One other use of the placement new syntax which is already provided by C++ is nothrow new. That one takes an additional parameter std::nothrow and differs from normal new only in that it returns a null pointer if allocation fails.

Also note that new is not the only memory management mechanism in C++. On the one hand, there are the C functions malloc and free. While usually operator new and operator new[] just call malloc, this is not guaranteed. Therefore you may not mix those forms (e.g. by calling free on a pointer pointing to memory allocated with operator new). On the other hand, STL containers handle their allocations through allocators, which are objects which manage the allocation/deallocation of objects as well as construction/destruction of objects in containers.

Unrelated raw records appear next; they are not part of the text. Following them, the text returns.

PR #1105, opened 2026-08-18
BET-1103: fix(ios): stable identity for the .steps transcript block

antoinedc:
## What

Fixes the `.steps` transcript block's scroll identity so it stops deleting + re-inserting the whole step group on every tool call.

`TranscriptBlock.stableScrollID` for the `.steps` case used the CONCATENATION of every child row id, so adding a tool step changed the block's id and made the diff see a brand-new row — the whole group was torn down and rebuilt on every tool step (the visible jank, and the remove/insert traffic behind the `_TiledView.applyChange` crashes). Now it uses the FIRST row's id, which is fixed for the life of the group (a group grows by appending rows; two groups can't collide since a row id is a unique tool callID/part id; empty groups fall back to a constant, and `uniqueTranscriptRows` suffixes any duplicate anyway).

**One production line** changed in `mobile/native/MantaUI/TranscriptRow.swift` plus 4 tests in `mobile/native/MantaUITests/ChatTranscriptTests.swift`. Nothing else in the repo is touched.

Base: origin/main @ `c8ea7ae`

## Verification (`ios-mantaui action=test-unit` — the merge gate)

- **PR branch** (`multica/BET-1103-stable-steps-group-identity` @ `db965b8`): `552 tests, 1 failure`. The single failure is `ToolOutputPreviewTests.testThirtyLinesKeepsLastTwelveWithPrefix`.
- **Base (`main` @ `c8ea7ae`)**: `548 tests, 1 failure` — **the identical test/failure**.

The `/ToolOutputPreviewTests` failure is pre-existing and unrelated to this change (broken assertion from BET-1085: it checks `output.contains("line 1")`, but the kept tail's first line `"line 19"` contains the substring `"line 1"`, so the assertion always fails). My 4 new `ChatTranscriptTests` all pass — 548 → 552, with the same single pre-existing failure. This PR introduces **zero** new failures.

### DIFF
--- a/mobile/native/MantaUI/TranscriptRow.swift
+++ b/mobile/native/MantaUI/TranscriptRow.swift
@@ -45,7 +45,17 @@ extension TranscriptBlock {
             return "p\(text.hashValue)@\(at?.timeIntervalSince1970 ?? 0)"
         case .file(let attachment):
             return "f" + attachmentIdentity(attachment)
-        case .steps(let content): return "s" + content.rows.map(\.id).joined(separator: "|")
+        // The FIRST row's id, not all of them joined. A step group grows by APPENDING
+        // rows, so the first row's id is fixed for the life of the group while a
+        // concatenation changes on every new step — which made the diff see a
+        // different row and delete + re-insert the whole group per tool call. Same
+        // stable-identity treatment `ToolStep.id` already gets (see the comment on
+        // `ToolStep.id`), applied to the group that contains them.
+        //
+        // Two step groups can never collide: a row id is a tool callID (or the
+        // part id), unique per call. An empty group falls back to a constant, and
+        // `uniqueTranscriptRows` suffixes any duplicate anyway.
+        case .steps(let content): return "s" + (content.rows.first?.id ?? "empty")
         case .notice(let text, let kind): return "n\(kind)\(text.hashValue)"
         case .queuedPrompt(let text): return "q\(text.hashValue)"
         }
--- a/mobile/native/MantaUITests/ChatTranscriptTests.swift
+++ b/mobile/native/MantaUITests/ChatTranscriptTests.swift
@@ -597,6 +597,48 @@ final class ChatTranscriptTests: XCTestCase {
                        "non-colliding blocks must keep their content-stable ids unchanged")
     }
 
+    // MARK: - Step-group identity (BET-1103)
+    //
+    // A step group grows by appending rows. Its id must therefore be fixed for the
+    // life of the group: an id derived from ALL row ids changes on every new step,
+    // so the diff sees a different row and deletes + re-inserts the whole group on
+    // every tool call — visible jank, and the remove/insert traffic behind the
+    // `_TiledView.applyChange` crashes.
+
+    private func step(_ id: String) -> StepGroupRow {
+        .step(ToolStep(id: id, verb: "Read", target: "a.swift",
+                       duration: "0.4s", status: .completed, output: nil))
+    }
+
+    func testStepGroupIDIsUnchangedWhenAStepIsAppended() {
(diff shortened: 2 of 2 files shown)


antoinedc:
## Review — BET-1103: stable identity for the `.steps` transcript block

Reviewed against the issue's Definition of Done. PR #1105, base `origin/main` (merge-base `c8ea7ae`), branched before tip; 3-way diff vs fresh `origin/main` shows only the two intended files — no phantom deletions, no stale-base artifacts.

- [x] **One-line production change** — `TranscriptBlock.stableScrollID` `.steps` case now returns `"s" + (content.rows.first?.id ?? "empty")` with the explanatory comment. Matches the spec verbatim. Returns the first row's id, which is fixed for the group's life (groups grow by appending).
- [x] **Correctness of the change** — verified against the type structure: `StepGroupContent.rows` derives from both `.rows` and `.rollup` cases, so `content.rows.first` is well-defined for plain and rolled-up groups (roll-up is an in-place update, not remove+insert). Distinct groups can't collide (a row id is a unique tool callID/part id); empty groups fall back to `"empty"` and `uniqueTranscriptRows`' `#dup` suffixing remains the collision backstop.
- [x] **Do-NOT list respected** — `StepGroupRow.id`, `ToolStep.id`, `ChatTranscriptMapper.stepIdentity`, `uniqueTranscriptRows`, `TranscriptListView`/`TiledView`/`ListDataSource`/`ChatScreen.swift` all untouched. No UUID/counter/non-determinism introduced. Only `mobile/native/MantaUI/TranscriptRow.swift` + `mobile/native/MantaUITests/ChatTranscriptTests.swift` modified.
- [x] **Four tests added** — exactly the four spec'd tests (`testStepGroupIDIsUnchangedWhenAStepIsAppended`, `testStepGroupIDIsUnchangedWhenTheGroupRollsUp`, `testDifferentStepGroupsGetDifferentIDs`, `testEmptyStepGroupsStillGetUniqueRowIDs`) plus the `step()` helper, placed in the spec'd section. All four **pass** (see gate below).
- [x] **Merge gate (`ios-mantaui action=test-unit`)** — I ran it on the PR branch (`db965b89`). Result: **`UNIT: FAIL`** — but the **only** failure is `ToolOutputPreviewTests.testThirtyLinesKeepsLastTwelveWithPrefix`, which is **pre-existing and unrelated to this change**. Independently corroborated, not just asserted: the plugin's own replayed previous verdict records the *identical* failure against base `main` `c8ea7ae` (`UNIT: FAIL c8ea7ae [main]`, same test, same line `ToolOutputPreviewTests.swift:23`). Every other suite — including the chat suite carrying the 4 new tests (`46 tests, 0 failures`) — is green. **This PR introduces zero new failures.**
- [x] **Nothing else modified** — only the two named files.
- [x] **PR title carries the issue key** — "BET-1103: ...". (Anti-spaghetti report: no `.ts/.tsx/.mjs` changed — Swift-only PR — nothing to scan.)

### Findings

**0 Blocks. 0 Questions. 1 Nit:**

- **Nit (note, non-blocking):** the merge gate currently returns red, but solely because of the pre-existing `ToolOutputPreviewTests.testThirtyLinesKeepsLastTwelveWithPrefix` failure (a broken assertion from BET-1085 — the kept tail's first line `"line 19"` contains the substring `"line 1"`). This is already tracked as **BET-1106** (assigned to manta-pm, who owns the merge hand-off). Not caused by, and not fixable within, this PR's scope. The correct handling is the PM's merge decision accounting for BET-1106, not a block on the implementer.

### Verdict

**PASS** — the change is correct, exactly scoped to the issue, and introduces no new failures. Routing to `manta-pm` for the merge hand-off; the known-red gate is owned by BET-1106.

And finally, there are those objects whose lifetime is controlled directly by the language, namely those of static and automatic lifetime. Automatic lifetime objects are allocated by simply defining a variable of the type at local scope. They are automatically created when execution passes that line, and automatically destroyed when execution leaves the scope (including it the scope is left through an exception). Static lifetime objects are define at global/namespace scope or at local scope using the keyword static. They are created at program startup (global/namespace scope) or when their definition line is forst executed (local scope), and they live until the end of the program, when they are automatically destroyed in reverse order of construction.

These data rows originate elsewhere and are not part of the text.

PR #1107, opened 2026-08-18
fix(ios): assert head lines dropped without substring false-positive in tool preview test (BET-1106)

antoinedc:
Opened automatically for `multica/BET-1106-tool-output-preview-test-assert`, which was pushed without a pull request.

Relates to BET-1106.

### DIFF
--- a/mobile/native/MantaUITests/ToolOutputPreviewTests.swift
+++ b/mobile/native/MantaUITests/ToolOutputPreviewTests.swift
@@ -20,7 +20,8 @@ final class ToolOutputPreviewTests: XCTestCase {
         XCTAssertEqual(output.components(separatedBy: "\n").count, ToolOutputPreview.maxLines + 1,
                        "prefix line + the kept \(ToolOutputPreview.maxLines) lines")
         XCTAssertTrue(output.hasSuffix("line 30"), "the tail must keep the NEWEST lines")
-        XCTAssertFalse(output.contains("line 1"), "the head-most lines must be dropped")
+        XCTAssertFalse(output.contains("line 1\n"), "the head-most lines must be dropped")
+        XCTAssertTrue(output.contains("line 19"), "the tail must start at the 19th line")
     }
 
     func testSingleEnormousLineIsCharacterBounded() {


antoinedc:
## Review — BET-1106 (fix broken ToolOutputPreviewTests assertion)

**0 Blocks · 0 Questions · 0 Nits** — clean.

### Acceptance criteria

1. **Fix `ToolOutputPreviewTests.swift:23` so the assertion can't false-positive on the truncated tail.** ✅ The test now asserts `!output.contains("line 1\n")` (head lines dropped) and `output.contains("line 19")` (tail starts at line 19). I independently traced the logic against `ToolOutputPreview.tail` (ChatModels.swift:607): with 30 lines → `suffix(12)` yields lines 19–30, so the output is `"… \nline 19\n…line 30"`. The only place `"line 1"` can appear is as the prefix of `"line 19"`, where it's always followed by `9`, never `\n` — so `contains("line 1\n")` is genuinely `false`. The fix is sound and preserves the test's intent.

   Note: the implementer deliberately deviated from the issue's literal `"\nline 1"` suggestion (which would still false-positive, since `"\nline 19"` contains `"\nline 1"`). That reasoning is correct and the chosen substring is the right one.

2. **Verify with `ios-mantaui action=test-unit`.** ⚠️ Cannot be run on this Linux box (no Apple toolchain — hard constraint). Implementer (macos) reports local `xcodebuild test -only-testing:MantaUITests/ToolOutputPreviewTests` → 5 tests, 0 failures, including the previously-failing case. CI `ios-build` (compiles app + both test bundles) passed.

### Mechanical / scope

- `git diff origin/main...HEAD`: **1 file** (`ToolOutputPreviewTests.swift`), 2 insertions, 1 deletion — exactly the issue's scope. No scope creep, no under-delivery.
- Base freshness: branched from `30e565c8`; `origin/main` is `ea515d14` (one unrelated BET-1103 commit added since, doesn't touch this file). No phantom deletions. No stale-base blocker.
- Anti-spaghetti report: clean (0 TS/module files changed).
- Checks: `ios-build` ✅, `typecheck-test` ✅, `duplication-gate` ✅.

Generally, automatic or static variables are to be preferred to dynamic allocation (i,e, everything you allocate with new or allocators), because there the compiler cares for proper destruction, unlike dynamic allocation where you have to do that on your own. If you have dynamically allocated objects, it's desirable to have their lifetime managed by automatic/static objects (containers, smart pointers) for the same reason.

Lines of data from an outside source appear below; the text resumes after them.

PR #848, opened 2023-11-13
feat(ledger): add 'ledger' column on all tables

gfyrag:
Not optimized, the 'ledger' column will be included in a partition in a later PR.

Fixes ENG-227


components/ledger/libs/go.mod
```diff
@@ -1,3 +1,161 @@
 module github.com/formancehq/stack/libs/go-libs
 
 go 1.19
+
```
paul-nicolas, line 4: Is it restored also in libs/go-libs ?

paul-nicolas (approved):

components/ledger/libs/go.mod
paul-nicolas: Already done on main sorry about this comment

flemzord (approved):

PR #862, opened 2023-11-15
feat(ledger): make ledger creation manual

gfyrag:
Fixes ENG-235


components/ledger/internal/api/v2/routes.go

You seem to have the operation of new correct in that it allocates and initializes memory.

Once the new completes successfully, you, the programmer, are responsible for deleteing that memory. The best way to make sure that this happens is to never use new directly yourself, instead preferring standard containers and algorithms, and stack-based objects. But if you do need to allocate memory, the C++ idiom is to use a smart pointer like unique_ptr from C++11 or shared_ptr from boost or C++11. That makes sure that the memory is reclaimed properly.

If an allocation fails, the new call will throw an exception after cleaning up any portion of the object that has been constructed prior to the failure. You can use the (nothrow) version of new to return a null pointer instead of throwing an exception, but that places even more burden of cleanup onto the client code.